Chronic pelvic pain can be intermittent or constant. Intermittent chronic pelvic
pain usually has a specific cause, while constant pelvic pain may be the result
of more than one problem. A common example of chronic pelvic pain is
dysmenorrhea or menstrual cramps. Other causes of chronic pelvic pain include
endometriosis, adenomyosis, and ovulation pain. Sometimes an illness starts with
intermittent pelvic pain that becomes constant over time, this is often a signal
that the problem has become worse. A change in the intensity of pelvic pain can
also be due to a woman's ability to cope with pain becoming lessened causing the
pain to feel more severe even though the underlying cause has not worsened.
Women who have had surgery or serious illness such as PID, endometriosis, or
severe infections sometimes experience chronic pelvic pain as a result of
adhesions or scar tissue that forms during the healing process. Adhesions cause
the surfaces of organs and structures inside the abdomen to bind to each other.
Fibroid tumors (a non-cancerous, benign growth from the muscle of the uterus)
often have no symptoms; however when symptoms do appear they can include pelvic
pain or pressure, as well as menstrual abnormalities.
Diagnosis and Treatment of Pelvic Pain
Due to the large number of possible causes of pelvic pain, diagnosis begins by
process of elimination. Your physician may order several types of tests to
diagnose the problem. It may seem tedious and time-consuming; however, this
approach is the best way for your provider to determine the cause of your pelvic
pain. Some of the tests that your physician may order include ultrasound
imaging, computed tomography (CT), magnetic resonance imaging (MRI), intravenous
pyelography (IVP), and barium enema. However these tests cannot detect
endometriosis or adhesions and laparoscopy may be necessary to diagnose the
cause of your pelvic pain.
What type of treatment you receive depends on the diagnosis. Treatments can vary
from medications for urinary tract infections (UTI) or vaginal infections to
pharmacologic treatment in the hospital for serious infections such as PID. If a
sexually transmitted disease is diagnosed, your partner will also need to be
treated to prevent reinfection.
Menstrual cramps can often be relieved with drugs that reduce inflammation, such
as ibuprofen which blocks the production of prostaglandins that cause the uterus
to contract.

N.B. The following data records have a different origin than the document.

PR #1376, opened 2025-01-22
feat: Header to render only specific bones in the json renderer

ArneGudermann:
This PR adds a check for a Header Field  `x-viur-bonelist`. The names of the bones to be rendered can be entered in this field.

### DIFF
--- a/src/viur/core/request.py
+++ b/src/viur/core/request.py
@@ -205,7 +205,7 @@ class Router:
         return path
 
     def _process(self):
-        if self.method not in ("get", "post", "head"):
+        if self.method not in ("get", "post", "head", "options"):
             logging.error(f"{self.method=} not supported")
             return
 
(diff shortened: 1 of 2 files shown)


akelch (approved):

src/viur/core/request.py
```diff
@@ -295,7 +295,8 @@ def _process(self):
             path = self._select_language(path)[1:]
 
             # Check for closed system
-            if conf.security.closed_system:
+            # preflight requests send without cookies
+            if conf.security.closed_system and self.method != "options":
```
phorward, line 299:
```suggestion
            if self.method != "options" and conf.security.closed_system:
```

phorward (changes requested):
So my suggestion would be the following:

- Evaluate an `x-viur-bonelist` in the viewSkel and create a dynamic SubSkel based on it
- The SubSkel is then integrated into the normal process in ViUR, data is retrieved with it and it only ever affects the bones that are in the subskel
- Nothing has to be adapted to any renderers
- If this works well, it could be extended to the BaseBone() as a general option.

Dynamic SubSkels are only available from viur-core 3.7 and I'm not patching that down to 3.6.

sveneberth:
I am completely on @phorward's side.

A renderer should transform data into a desired format. But it should not apply any logic to this data, except that which concerns the output format. Reducing or expanding the data does not belong in there, but in the module.
In addition, data should be filtered out as early as possible in order to be as efficient as possible for further processing.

Sometimes the diagnosis will require the use of hormonal therapies
including oral contraceptives and other types of hormones. Antidepressants are
helpful for some women because they help break the cycle of pain and depression
that often occurs in women with chronic pelvic pain.
Surgery may be the answer for certain types of pelvic pain. What type of surgery
depends on the diagnosis. Surgery such as laparoscopy can be done on an
outpatient basis, while other surgeries such as hysterectomy require a stay in
the hospital. Your healthcare provider will discuss your options based on your
diagnosis, as well as the risks and benefits of these procedures and the chance
of them working. Hysterectomy is not always the best treatment, especially in
the case of chronic pelvic pain.
Other treatments include heat therapy, muscle relaxants, nerve blocks, and
relaxation exercises. If digestive or urinary conditions are diagnosed specific
treatments for these conditions will be used.
Determining the cause of pelvic pain can be a frustrating situation for many
women, but try not to give up. Even when one specific cause for chronic pelvic
pain is not found your healthcare provider has treatments that can help.
Maintaining an open working relationship with you physician is the best way to
find the treatment that works best for you.